(Collected data)
——
PR #4062, opened 2025-03-19
[fix] Fix CherryPy supports python3.x

MonsterChenzhuo:

## How was this patch tested?

### DIFF
--- a/desktop/core/src/desktop/lib/wsgiserver.py
+++ b/desktop/core/src/desktop/lib/wsgiserver.py
@@ -16,55 +16,29 @@
 # WITHOUT WARRANTIES OR CONDITIONS OF ANY KIND, either express or implied.
 # See the License for the specific language governing permissions and
 # limitations under the License.
-"""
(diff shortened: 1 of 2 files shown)


Alterrien:
Hey there! Quick update. 
We've been using that patch in production for the past few weeks. Our hue stack uses mostly the Hive and SqlAlchemy connectors (to access both Vertica and Trino instances). We usually have around 400 active users across 6 concurrent instances.. 
Going back to CherryPy is night and day compared to Gunicorn. Because we use the SqlAlchemy connector, we were limited to one gunicorn worker, which meant that any time a user was downloading query results, the whole instance would become unresponsive, and promptly killed due to timeouts. Using CherryPy solved all those issues, and our users are enjoying a much better experience using Hue.
What is the reason for deprecating CherryPy server? Are there any connectors that are not compatible with CherryPy?
Anyway, we'll keep using this patch on our own Hue deployment, and I think it would be nice to also introduce it upstream for us SqlAlchemy users.

PR #4070, opened 2025-03-20
Improvement - Hue Atlas search for classification and tags

quadoss:
Based on a discussion with Atlas team, came to know that the query_s for searching classification or tags can be slow in Atlas and can lead to timeouts. Have made the needed changes based on Atlas team and this was tested in CU environment.

### DIFF
--- a/desktop/libs/metadata/src/metadata/catalog/atlas_client.py
+++ b/desktop/libs/metadata/src/metadata/catalog/atlas_client.py
@@ -285,13 +285,17 @@ class AtlasApi(Api):
         'criterion': [{
           'condition': 'OR',
           'criterion': [{
-            'attributeName': 'name',
-            'attributeValue': query_s,
-            'operator': 'contains'
+            'attributeName': '__typeName',
+            'operator': 'eq',
+            'attributeValue': 'hive_column'
           }, {
-            'attributeName': 'description',
-            'attributeValue': query_s,
-            'operator': 'contains'
+            'attributeName': '__typeName',
+            'operator': 'eq',
+            'attributeValue': 'hive_table'
+          }, {
+            'attributeName': '__typeName',
+            'operator': 'eq',
+            'attributeValue': 'hive_db'
           }]
         }]
       },


desktop/libs/metadata/src/metadata/catalog/atlas_client.py
```diff
@@ -285,13 +285,17 @@ def search_entities_interactive(self, query_s=None, limit=100, offset=0, facetFi
         'criterion': [{
           'condition': 'OR',
           'criterion': [{
-            'attributeName': 'name',
-            'attributeValue': query_s,
-            'operator': 'contains'
+            'attributeName': '__typeName',
+            'operator': 'eq',
```
amitsrivastava, line 289: you are also switch the `operator` from `contains` to `eq`. Won't this have a significant change in the expected behavior?

quadoss: @amitsrivastava , The information was provided by Atlas team, I had no idea that there was an operator with eq there.  Their recommendation was that Hue issuing contains with query_s causes performances issue and times out when there are too many things to look for and using __typename with eq and the attributevalue helps with getting the data out fast and also does not cause Atlas to perform massive query search operation.

Harshg999: Can we please add this info as a comment in the code?

JohanAhlen: I assume eq means exact match? IIRC this search also gets triggered from the top search where we'll need a "contains" search for usability.

JohanAhlen: I'm trying to say that we might need both, exact match when fetching details for a known sql entity and contains for user initiated search..

Harshg999: +1 for @JohanAhlen's statement and approach

PR #4074, opened 2025-03-24
[api] Improve filename handling in Content-Disposition header for /download API

Harshg999:

This fixes 2 issues:
- Fix file download with names having spacial chars, whitespace, percentage for all filesystems.
- Fix file download for all filenames for HDFS and OFS filesystems as the stats object is buggy from very long time and does not correct set the name field for current path.

## How was this patch tested?

- Manually
- Add unit tests for /download API

### DIFF
--- a/apps/filebrowser/src/filebrowser/api.py
+++ b/apps/filebrowser/src/filebrowser/api.py
@@ -22,6 +22,7 @@ import operator
 import mimetypes
 import posixpath
 from io import BytesIO as string_io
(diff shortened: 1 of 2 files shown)


wing2fly (approved):

agl29 (approved):
Nice one!!

athithyaaselvam (approved):
+1

JohanAhlen (commented):
LGTM!

PR #4082, opened 2025-03-26
[ui-core] auto set qsEncodeData key in useSaveData hook

ramprasadagarwal:

- Reduces the repetition of passing `qsEncodeData: false` key in useSaveData whenever the payload is of FormData.

## How was this patch tested?

- Added Unit test
- Manually tested the APIs


desktop/core/src/desktop/js/utils/hooks/useSaveData/useSaveData.ts
```diff
@@ -59,6 +59,7 @@ const useSaveData = <T, U = unknown>(url?: string, options?: Options<T>): UseSav
 
       const postOptions = {
         ...postOptionsDefault,
+        qsEncodeData: body instanceof FormData ? false : true,
```
bjornalm, line 62: We are using FormData instances when the backend expects multipart/form-data type right? But I would argue that best practice, unless we are dealing specifically file uploads or legacy APIs, is JSON (content type application/json). So at the minimum we should also add a condition if the body is JSON (which basically is a js object).

```
qsEncodeData: body instanceof FormData || isJSON(body) ? false : true,

function isJSON(data) {
  return (
    data !== null &&
    typeof data === 'object' &&
    !(data instanceof FormData) &&
    !(data instanceof Blob) &&
    !(data instanceof ArrayBuffer)
  );
}   
```

desktop/core/src/desktop/js/utils/hooks/useFileUpload/useChunkUpload.ts
```diff
@@ -65,12 +65,7 @@ const useChunkUpload = ({
   const [filesWaitingFinalStatus, setFilesWaitingFinalStatus] = useState<ChunkedFile['uuid'][]>([]);
   const [filesInProgress, setFilesInProgress] = useState<ChunkedFilesInProgress>({});
 
-  const { save } = useSaveData(undefined, {
-    postOptions: {
-      qsEncodeData: false,
-      headers: { 'Content-Type': 'multipart/form-data' }
-    }
-  });
+  const { save } = useSaveData();
```
bjornalm, line 68: Where are you now setting content type "multipart/form-data"?

ramprasadagarwal: Axios automatically sets it.

https://github.com/axios/axios?tab=readme-ov-file#formdata

> To send the data as a multipart/formdata you need to pass a formData instance as a payload. Setting the Content-Type header is not required as Axios guesses it based on the payload type.

desktop/core/src/desktop/js/utils/hooks/useSaveData/useSaveData.ts
ramprasadagarwal: I have added the check and the TODO note in components where JSON is sent as an encoded payload.

bjornalm (approved):

nidhibhatg (approved):

PR #26414, opened 2024-09-13
support nested dicts

hwchase17:
needed for thinking tokens


nfcampos (approved):

libs/partners/openai/langchain_openai/chat_models/base.py
```diff
@@ -335,6 +335,33 @@ def _convert_chunk_to_generation_chunk(
...
+        return new_usage + overall_token_usage
+    elif isinstance(new_usage, dict):
+        if not isinstance(overall_token_usage, dict):
+            raise ValueError(
+                f"Got different types for token usage: "
+                f"{type(new_usage)} and {type(overall_token_usage)}"
+            )
+        return {
+            k: _update_token_usage(overall_token_usage.get(k, 0), v)
+            for k, v in new_usage.items()
```
athyuttamre, line 358: I would suggest inspecting the value to ensure it's an integer. The OpenAI API may add additional fields within `usage` that are not integers in the future.

efriis: Believe this actually handles what you're asking for! Recursively calls the same function, the adding only happens if it's an int. Otherwise hits the warning "else" case at the bottom

efriis:
released in langchain-openai==0.1.24

community release will wait til tomorrow - github having some issues with actions, and there are some dependency failures in experimental that we'll debug before releasing

libs/partners/openai/langchain_openai/chat_models/base.py
arpanptnk85: Agreed with @efriis , The best way to handle this by checking the instance types programmatically for `int` and `dict`. And the `else` case will then take care of warnings.

athyuttamre: Makes sense, thanks! I don't think you need to warn in the else condition though — we may add non-integer fields in `usage` in the future, and that's not a breaking change or unexpected.

PR #26492, opened 2024-09-14
community: Update UC toolkit documentation to use LangGraph APIs, and fix pydantic error

smurching:
- **Description:** Update UC toolkit documentation to show an example of using recommended LangGraph agent APIs before the existing LangChain AgentExecutor example, and fixes a `pydantic` error message due to a missing type definition in the example notebook. Tested by manually running the updated example notebook 


libs/community/langchain_community/tools/databricks/tool.py
```diff
@@ -9,8 +9,9 @@
 from langchain_core.tools.base import BaseToolkit
 from typing_extensions import Self
 
+from databricks.sdk import WorkspaceClient
```
smurching, line 12: This seems necessary to fix a pydantic forward reference issue; without it, calling `UCFunctionToolkit.include(...)` throws with


```
PydanticUserError: UCFunctionToolkit is not fully defined; you should define WorkspaceClient, then call UCFunctionToolkit.model_rebuild().
```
——
* [What is being asked]
Above are the entries; copy every line among them that contains the word "true".

* [Reply to the task]
+        qsEncodeData: body instanceof FormData ? false : true,
qsEncodeData: body instanceof FormData || isJSON(body) ? false : true,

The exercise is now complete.